C.D.S, 26 anos, iniciou pré-natal tardiamente com 27 semanas de idade gestacional (23/02/23) G5P4A0, solicitado exames de protocolo de pré-natal de segundo semestre, sendo resultado de VDRL reagente. Realizou neste dia do resultado do VDRL 2 doses de penicilina benzatina 1.200.00 UI cada IM, depois não compareceu mais em consultas no pré-natal. Criança nasce após 2 meses (24/04/23).Ainda sobre o RN de C.D.S. (caso acima), nascido de parto cesárea, sexo masculino, apgar 9/10, peso 3.500 gr (adequado para idade gestacional), 38 semanas gestação, podemos classificar como:

Alternativas

  1. A) Criança exposta à sífilis, pois a mãe foi adequadamente tratada na gestação
  2. B) Criança não se classifica nem como criança exposta à sífilis congênita e nem como Sífilis congênita
  3. C) Devido tratamento inadequado da mãe durante a gestação, a criança classifica-se como exposição vertical a sífilis
  4. D) Sífilis congênita devido tratamento inadequado da mãe na gestação

Pérola Clínica

Sífilis congênita = RN de mãe com sífilis e tratamento materno inadequado, mesmo com VDRL negativo no RN.

Resumo-Chave

O tratamento da sífilis na gestação é considerado inadequado se não seguir o esquema correto para o estágio da doença, se não houver acompanhamento sorológico ou se for realizado menos de 30 dias antes do parto. Nesses casos, o recém-nascido deve ser tratado como sífilis congênita.

Contexto Educacional

A sífilis congênita é uma doença grave e prevenível, resultante da transmissão vertical do Treponema pallidum da mãe para o feto. O diagnóstico precoce e o tratamento adequado da gestante são fundamentais para evitar a infecção fetal. A classificação do recém-nascido exposto à sífilis depende diretamente da adequação do tratamento materno, que deve seguir rigorosos critérios estabelecidos pelo Ministério da Saúde e diretrizes internacionais. Residentes devem dominar esses critérios para garantir a saúde materno-infantil. O tratamento da sífilis na gestação é exclusivamente com penicilina benzatina. A adequação do tratamento é avaliada por diversos fatores: tipo de medicamento, dose e esquema corretos para o estágio da doença materna, ausência de reinfecção, e a conclusão do tratamento pelo menos 30 dias antes do parto. A falha em qualquer um desses pontos classifica o tratamento como inadequado, e o recém-nascido, mesmo assintomático, deve ser tratado como caso de sífilis congênita. A prevenção da sífilis congênita é um dos pilares do pré-natal. O rastreamento deve ser feito no primeiro trimestre, no terceiro trimestre e no momento do parto. Em casos de tratamento inadequado, o manejo do recém-nascido envolve exames complementares e, na maioria das vezes, o tratamento com penicilina cristalina intravenosa, visando erradicar a infecção e prevenir sequelas a longo prazo.

Perguntas Frequentes

Quais são os critérios para considerar o tratamento da sífilis na gestante como inadequado?

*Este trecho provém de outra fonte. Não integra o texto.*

PR #8104, opened 2021-05-24
Adds new rocks + resprites mining outcrops

Cerebulon:
Rocks and water rocks:
https://i.gyazo.com/b33773fb23a658349188c8bec22d2b45.mp4
Rocks existed in the code but weren't used. Water effects are new, for mapping into water areas. All purely cosmetic and visually distinct from...

Extremely out of place rocky outcrop sprites replaced with rocks that blend in with the underground environment more.
rocks


Atermonera:
icondiff looks like it did an oopsie?
mp4

Cerebulon:
If you download the dmi there's no fucked up frame in the actual file so... Shrugs.

PR #8109, opened 2021-05-25
Misc Bits

Woodratt:
Misc bits for the new map.

- Another statue sprite.
- Shuttle handrails that can be buckled into.


Novacat:
Wait, did we not port our handrails upstream?

Woodratt:
Correct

O tratamento é inadequado se não for com penicilina benzatina, se o esquema posológico for incorreto para o estágio da sífilis, se houver falha terapêutica (não queda de títulos), se for realizado menos de 30 dias antes do parto, ou se não houver acompanhamento sorológico após o tratamento.

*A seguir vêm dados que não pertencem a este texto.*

PR #8115, opened 2021-05-28
Random mob spawners can accept faction input now

Very-Soft:
The variable was there, just not used for anything, so I fix

### DIFF
--- a/code/game/objects/random/mob.dm
+++ b/code/game/objects/random/mob.dm
@@ -61,7 +61,7 @@
 		M.pixel_y = pixel_y
 
 	if(mob_faction)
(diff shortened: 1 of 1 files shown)


code/game/objects/random/mob.dm
```diff
@@ -60,6 +60,10 @@
 		M.pixel_x = pixel_x
 		M.pixel_y = pixel_y
 
+	if(mob_faction)
+	M.faction = mob_faction
```
Heroman3003, line 64:
```suggestion
	if(mob_faction)
		M.faction = mob_faction
```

Como a sífilis congênita é diagnosticada em recém-nascidos?

O diagnóstico de sífilis congênita é feito com base na história materna de sífilis não tratada ou inadequadamente tratada, e pode ser confirmado por exames sorológicos no RN (VDRL reagente com título maior que o materno em duas diluições, ou FTA-Abs/TPHA positivo), exames radiológicos e achados clínicos.

Qual a importância do acompanhamento sorológico materno após o tratamento da sífilis na gestação?

O acompanhamento sorológico é crucial para verificar a resposta ao tratamento. A queda dos títulos de VDRL em pelo menos duas diluições (ex: 1:32 para 1:8) após 3 meses é um indicativo de sucesso terapêutico. A ausência dessa queda ou o aumento dos títulos sugere falha terapêutica ou reinfecção.